[R-sig-finance] question on GBS
Dirk Eddelbuettel
edd at debian.org
Thu Nov 4 20:16:27 CET 2004
On Thu, Nov 04, 2004 at 10:03:20AM -0800, s viswanath wrote:
> hello r experts,
>
> i am tryingto back out implied volatility from some options and am struggling to get an understanding of
> tol(erence) and how to set it as shown below.
>
> GBSVolatility(price, TypeFlag, S, X, Time, r, b, tol, maxiter)
>
> Could someone please provide and example of what tolerence means and how to set it?
Implied vol is calculated by one-dimensional numerical optimisation, and
such methods need a convergence criterion -- tol and maxiter are just that.

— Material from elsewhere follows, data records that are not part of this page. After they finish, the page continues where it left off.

PR #261, opened 2026-04-16
lib/recovery + unrollplan: recovery proof graph and pure planner (2/5)

Roasbeef:
## Summary

**Part 2 of 5 in the stacked split of #235.** Adds two pure library
layers that the unroll subsystem builds on:

- `40582ca` — `lib/recovery: add recovery proof, session, and state
  packages`. The immutable recovery proof graph (`Proof`, `Node`,
  `NodeKind`) with topological layering and parent/child tracking. The
  recovery `Session` that tracks per-node broadcast/confirmation state
  and computes CSV maturity. `SessionState` with custom JSON marshaling
  for `map[chainhash.Hash]` keys. Proof binary codec for checkpoint
  persistence. Tree path extraction helpers. Comprehensive unit tests.

- `d8aa488` — `unrollplan: add pure dependency-resolution planner`.
  Given a recovery proof, durable progress state, and current block
  height, answers which proof transactions are ready to broadcast,
  which are blocked by unconfirmed parents, when the target becomes
  CSV-mature, and whether the sweep is needed. No I/O, no actors.
  Validates state consistency against the proof graph before planning.

## Forward-port from the original branch

The original commits imported the legacy `lib/scripts` helper package,
which `main` removed (PR #215). This branch uses `lib/arkscript.AnchorPkScript`
/ `AnchorOutput` instead. The fixup was folded back into Elle's
original commits so each commit compiles standalone — authorship is
preserved on both commits.

## Stack

| # | Branch | PR | Scope |
|---|--------|----|-------|
| 1/5 | `unroll-01-prep` | #260 | preparatory fixes + infra |
| **2/5** | `unroll-02-plan` | **this PR** | `lib/recovery` + `unrollplan` |
| 3/5 | `unroll-03-txconfirm` | (to come) | `txconfirm` actor |
| 4/5 | `unroll-04-core` | (to come) | vtxo + db + rpc + `unroll/` |
| 5/5 | `unroll-05-wire` | (to come) | daemon wiring + CLI |

Supersedes #235.

## Authorship

Both commits authored by @ellemouton.

## Test plan

- [x] `go test ./lib/recovery/... ./unrollplan/...`
- [x] `go vet ./...`
- [x] `go build ./cmd/...`
- [ ] CI: full unit + lint

PR #260, opened 2026-04-16
multi: unilateral-exit preparatory fixes and package-submission infra (1/5)

Roasbeef:
## Summary

**This is part 1 of 5 in a stacked split of #235.** The original PR
bundled 15 commits across five distinct concerns into a single review.
This PR isolates the three preparatory commits so they can land
independently of the unroll subsystem itself.

Scope:

- `188bd32` — `multi: populate round metadata on ClientVTXO at
  confirmation`. Fixes a VTXO-metadata race where callers reading
  between the round FSM's initial save and the VTXO manager's
  follow-up upsert would see zero `CommitmentTxID`, `BatchExpiry`, and
  `CreatedHeight`. Populates the fields from `BoardingConfirmed` in
  the first save; the manager's upsert becomes a no-op.

- `362588c` — `multi: improve durable actor and DB transaction failure
  logging`. Adds a `Log` option to `DurableActorConfig` so actors can
  surface warn/error through the caller's logger. Logs message type
  and delivery ID on Tell failures (makes silent nack loops visible).
  Adds `WarnS` to `TransactionExecutor` for begin/body/commit/retry
  exhaustion.

- `c2e1d51` — `multi: add package submission and harness
  infrastructure`. Adds `SubmitPackageRequest/Response` to
  `chainsource` with backend forwarding. Adds `SubmitPackage` to
  `LNDBackend` (via optional `PackageSubmitter` backed by bitcoind
  RPC). Adds Esplora package relay to `lwwallet`. Adds
  `PackageSubmitter` to `LNDBackendFromLndClientConfig` and daemon
  config. 15s timeout on `RegisterConfirmationsNtfn`, 10s on
  `ConfActor` backend registration. Exports
  `GetLNDClientConn`/`BitcoindRPCUser`/`BitcoindRPCPass` and adds
  `BitcoindPackageSubmitter` for itest package submission.

## Stack

| # | Branch | PR | Scope |
|---|--------|----|-------|
| **1/5** | `unroll-01-prep` | **this PR** | preparatory fixes + infra |
| 2/5 | `unroll-02-plan` | (stacked on 1) | `lib/recovery` + `unrollplan` |
| 3/5 | `unroll-03-txconfirm` | (stacked on 2) | `txconfirm` actor |
| 4/5 | `unroll-04-core` | (stacked on 3) | vtxo + db + rpc + `unroll/` |
| 5/5 | `unroll-05-wire` | (stacked on 4) | daemon wiring + CLI |

Supersedes #235.

[...]

PR #235, opened 2026-04-02
multi: add unilateral-exit subsystem

ellemouton:
## Summary

This PR adds the client-side unilateral-exit runtime and the daemon
plumbing around it.

The subsystem is split into three packages with distinct
responsibilities:

- `unrollplan`: pure dependency-resolution planner. Given a recovery
  proof, durable progress state, and current block height, it determines
  which proof transactions are ready to broadcast, which are blocked by
  unconfirmed parents, when the target becomes CSV-mature, and whether
  the sweep is needed. No I/O, no actors — callers own the durable State
  and the planner re-derives everything from first principles on each
  call.

- `txconfirm`: generic shared actor for getting transactions confirmed
  on-chain. Not tied to unrolling — any subsystem that needs "get this
  tx confirmed with CPFP" can reuse it. Handles anchor detection, CPFP
  child construction, package relay with individual-broadcast fallback,
  periodic fee bumping (non-terminal on failure so the original broadcast
  can still confirm via the active watch), and subscriber fan-out for
  deduped confirmation/failure notifications.

- `unroll`: durable per-target actor and thin registry. Each
  VTXOUnrollActor owns one target outpoint's lifecycle, delegates
  broadcasting to txconfirm, and drives the FSM through proof
  materialization → CSV wait → sweep. The UnrollRegistryActor manages
  job creation, dedup, boot restore, and terminal bookkeeping.

Supporting infrastructure added by earlier commits:

- `lib/recovery`: immutable proof graph, session state, and
  serialization for representing the target VTXO's reachable on-chain
  ancestry
- `db`: persisted unilateral-exit job store for tracking non-terminal
  and terminal unroll jobs, including sweep txid
- `daemonrpc`: Unroll, GetUnrollStatus, and GetBalance.onchain_wallet
  RPCs
- `vtxo`: ForceUnrollEvent in the VTXO lifecycle FSM and
  LazyChainResolver to bridge critical-expiry notifications into the
  unroll registry without a circular init dependency
- `chainsource`/`chainbackends`/`lwwallet`: package submission support
  across all wallet backends

Daemon wiring:

- Wallet adapters for LND, lwwallet, and btcwallet satisfying both
  txconfirm.Wallet and unroll.SweepWallet
- Shared TxBroadcasterActor for CPFP package submission
- UnrollRegistryActor with proof assembler and registry store
- Non-terminal job restore on boot via RestoreNonTerminal
- Critical-expiry routing: VTXO ExpiringNotification → lazy chain
[...]

PR #262, opened 2026-04-16
txconfirm: reusable tx confirmation actor with CPFP (3/5)

Roasbeef:
## Summary

**Part 3 of 5 in the stacked split of #235.** Adds `txconfirm`: a
generic shared actor that deduplicates confirmation requests by txid
and ensures transactions confirm on-chain. Any subsystem that needs
"get this tx confirmed" can use it — not tied to unrolling.

- `9fc7359` — `txconfirm: add reusable tx confirmation actor with CPFP`

Features:
- Automatic anchor detection and CPFP child construction
- Package relay with individual-broadcast fallback
- Periodic fee bumping (non-terminal on failure: the original
  broadcast is still live and the confirmation watch remains active,
  so the next bump waits the full interval before retrying)
- Subscriber fan-out for deduped confirmation/failure notifications
- protofsm-based lifecycle:
  `New → Broadcasting → AwaitingConfirmation → (FeeBumping loop) → Confirmed/Failed`

Key types: `TxBroadcasterActor`, `CPFPBroadcaster`, `EnsureConfirmedReq`.

Depends on the `SubmitPackage` chain-backend surface added in the
prep PR (#260).

## Forward-port from the original branch

Imports of `lib/scripts` were migrated to `lib/arkscript` (matching
main's removal of the legacy helper package). The fixup was folded
back into Elle's original commit.

## Stack

| # | Branch | PR | Scope |
|---|--------|----|-------|
| 1/5 | `unroll-01-prep` | #260 | preparatory fixes + infra |
| 2/5 | `unroll-02-plan` | #261 | `lib/recovery` + `unrollplan` |
| **3/5** | `unroll-03-txconfirm` | **this PR** | `txconfirm` actor |
| 4/5 | `unroll-04-core` | (to come) | vtxo + db + rpc + `unroll/` |
| 5/5 | `unroll-05-wire` | (to come) | daemon wiring + CLI |

Supersedes #235.

## Authorship

Commit authored by @ellemouton.

## Test plan

- [x] `go test ./txconfirm/...`
- [x] `go vet ./...`
- [x] `go build ./cmd/...`
- [ ] CI: full unit + lint

### DIFF
--- a/txconfirm/actor.go
+++ b/txconfirm/actor.go
@@ -84,6 +84,14 @@ type trackedTx struct {
 	fsm  *trackedTxStateMachine
 
 	subscribers map[string]actor.TellOnlyRef[Notification]
+
+	// confWatchRegistered reports whether a chainsource confirmation
+	// watch is currently active for this txid. It is flipped true by
+	// registerConfWatch on success and false by unregisterConfWatch on
+	// success. Terminal cleanup uses it to avoid redundant unregister
+	// round trips for entries whose watch was never registered (e.g.
+	// entries that failed during block-subscription setup).
+	confWatchRegistered bool
 }
 
 // confirmationObservedMsg routes a chainsource confirmation callback back into
@@ -404,6 +412,7 @@ func (a *TxBroadcasterActor) handleConfirmationObserved(ctx context.Context,
 	}
 
 	a.notifyConfirmed(ctx, entry, msg.blockHeight, msg.numConfs)
+	a.evictTerminal(ctx, entry)
 }
 
 // handleBlockObserved records a new best height and fee-bumps any eligible
@@ -657,19 +666,35 @@ func (a *TxBroadcasterActor) registerConfWatch(ctx context.Context,
 			NotifyActor: fn.Some(notifyRef),
 		},
 	).Await(ctx).Unpack()
+	if err != nil {
+		return err
+	}
 
-	return err
+	entry.confWatchRegistered = true
+
+	return nil
 }
 
-// unregisterConfWatch unregisters the confirmation watch for one tracked txid.
+// unregisterConfWatch unregisters the confirmation watch for one tracked
+// txid.
+//
+// The unregister request must supply the same fields that were used at
+// registration time — CallerID, Txid, PkScript, and TargetConfs — because
+// chainsource derives the sub-actor's service key by hashing all four
+// together. Omitting PkScript here (as an earlier revision of this file
+// did) produces a different service key and silently leaks the conf
+// sub-actor for every tracked txid.
 func (a *TxBroadcasterActor) unregisterConfWatch(ctx context.Context,
 	entry *trackedTx) error {
 
 	txid := entry.data.Txid
 	_, err := a.cfg.ChainSource.Ask(
 		ctx, &chainsource.UnregisterConfRequest{
-			CallerID:    a.confCallerID(entry.data.Txid),
-			Txid:        &txid,
+			CallerID: a.confCallerID(entry.data.Txid),
+			Txid:     &txid,
+			PkScript: append(
+				[]byte(nil), entry.data.ConfirmationPkScript...,
+			),
 			TargetConfs: entry.data.TargetConfs,
 		},
 	).Await(ctx).Unpack()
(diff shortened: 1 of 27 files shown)


Roasbeef:
@claude review this 

@codex review this

txconfirm/actor.go
```diff
@@ -0,0 +1,855 @@
...
+	if err != nil {
+		return false
+	}
+
+	lastBroadcastHeight := trackedTxLastBroadcastHeight(currentState)
+	if lastBroadcastHeight == 0 {
+		return false
+	}
+
+	return a.bestHeight-lastBroadcastHeight >=
```
Roasbeef, line 897: We should abstract this further, as it can eventually use the lnd fee function. https://github.com/lightningnetwork/lnd/blob/a8a3e13120ebd52050ea4c6b653e8182f62fbae9/sweep/fee_function.go#L120 

`sweep.NewLinearFeeFunction`. It takes into account the step, target, max, and then uses a linear function to bump progressively as needed.

txconfirm/actor.go
```diff
@@ -0,0 +1,855 @@
...
+		NumConfs:    numConfs,
+	}); err != nil {
+		a.log.WarnS(ctx, "Failed to deliver tx confirmation",
+			err, "txid", txid, "subscriber_id", subscriber.ID())
+	}
+}
+
+// notifyOneFailed delivers one terminal failure notification.
+func (a *TxBroadcasterActor) notifyOneFailed(ctx context.Context,
+	subscriber actor.TellOnlyRef[Notification], txid chainhash.Hash,
```
Roasbeef, line 1003: Nice pattern here re an abstract actor for subscriptions!

txconfirm/broadcaster.go
```diff
@@ -0,0 +1,637 @@
...
+const (
+	// DefaultMaxFeeRateSatPerVByte clamps fee estimates to a sane ceiling.
+	// On regtest or freshly synced nodes, the estimator can return wildly
+	// inflated rates.
+	DefaultMaxFeeRateSatPerVByte int64 = 100
+
+	// ChildVSizeEstimate is the estimated virtual size of a CPFP child with
+	// one anchor input, one confirmed fee input, and a single change
+	// output. Revisit this estimate if the child input composition changes.
+	ChildVSizeEstimate = 155
```
Roasbeef: We can use the actual fee estimator here instead: `input.TxWeightEstimator`.

txconfirm/broadcaster.go
```diff
@@ -0,0 +1,637 @@
...
+// FeeInput is a confirmed wallet UTXO selected for CPFP fee payment.
+type FeeInput struct {
+	// Outpoint identifies the wallet UTXO.
+	Outpoint wire.OutPoint
+
+	// Output is the output being spent for fees.
+	Output *wire.TxOut
+
+	// Confirmed indicates whether this UTXO is confirmed.
+	Confirmed bool
```
Roasbeef, line 124: 👍

txconfirm/broadcaster.go
```diff
@@ -0,0 +1,637 @@
...
+}
+
+// BroadcastRequest describes a signed transaction to broadcast.
+type BroadcastRequest struct {
```
Roasbeef, line 128: Would think this accepts a package? Or the idea is that we always spend an anchor if it's there.

txconfirm/broadcaster.go
```diff
@@ -0,0 +1,637 @@
...
+	}
+
+	deadline := time.Now().Add(2 * time.Second)
+
+	for {
+		utxos, err := b.cfg.Wallet.ListUnspent(ctx, 1, 9999999)
+		if err != nil {
+			return nil, fmt.Errorf("list unspent: %w", err)
+		}
+
```
Roasbeef, line 864: We should be exposing a `LeaseOutput` method via an interface to call once we finally select the input: https://github.com/lightningnetwork/lnd/blob/a8a3e13120ebd52050ea4c6b653e8182f62fbae9/lnrpc/walletrpc/walletkit.proto#L39-L53. 

We'd then need to unlock then as needed as well. 

Only the lnd+btcwallet backends need this, it'll be a noop for lwallet for now (can make an issue abouve that).

txconfirm/broadcaster.go
```diff
@@ -0,0 +1,637 @@
...
+			return i
+		}
+	}
+
+	return -1
+}
+
+// EstimatePackageFee computes the total package fee for one parent+child
+// submission at the given fee rate.
+func EstimatePackageFee(parentTx *wire.MsgTx,
```
Roasbeef: We can use `input.TxWeight` estimator here again.

Roasbeef:
@claude review this

@codex review this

What you may have overlooked is that these do not need to be set as default
valies are defined in the function definition:
> args(GBSVolatility)
function (price, TypeFlag = c("c", "p"), S, X, Time, r, b, tol = .Machine$double.eps,
maxiter = 10000)
NULL
So you only need to supply the other arguments. Here is the implied vol. on
a current valuation of IBM @ 90 in Dec:
> GBSVolatility(3.4, "c", 92.20, 90, 44/365, 0.01977, 0.01977-0.0134)
[1] 0.1646709
which happens to be pretty close to where Bloomberg has it: 16.488%
Hope this helps, and *please* remove all the irrelevant quoted material
before you post.
Best, Dirk
--
If your hair is standing up, then you are in extreme danger.